**What needs to be done**.
Copy out every line of the data that has the word "proxied" somewhere in it.

Stored data
☆ ☆ ☆

PR #478, opened 2018-01-09
ZCS-3890:fix issue when request is proxied to another server

shrikant-prasad:
removed JWT related changes from ZimbraAuthToken. Added ZimbraJWToken class which extends ZimbraAuthToken for now. (created ZCS-3971 to refactor ZimbraAuthToken to remove this dependency).
As far as request proxy is concerned, when request flow using jwt is proxied to another server, jwt and it's salt will be added in the envelope context instead of auth token.

### DIFF
--- a/store/src/java/com/zimbra/cs/account/ZimbraAuthToken.java
+++ b/store/src/java/com/zimbra/cs/account/ZimbraAuthToken.java
@@ -30,12 +30,8 @@ import org.apache.commons.httpclient.HttpClient;
 import org.apache.commons.httpclient.HttpMethod;
 import org.apache.commons.httpclient.HttpState;
 import org.apache.commons.httpclient.cookie.CookiePolicy;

☆ ☆ ☆

**The completed task**.
ZCS-3890:fix issue when request is proxied to another server
As far as request proxy is concerned, when request flow using jwt is proxied to another server, jwt and it's salt will be added in the envelope context instead of auth token.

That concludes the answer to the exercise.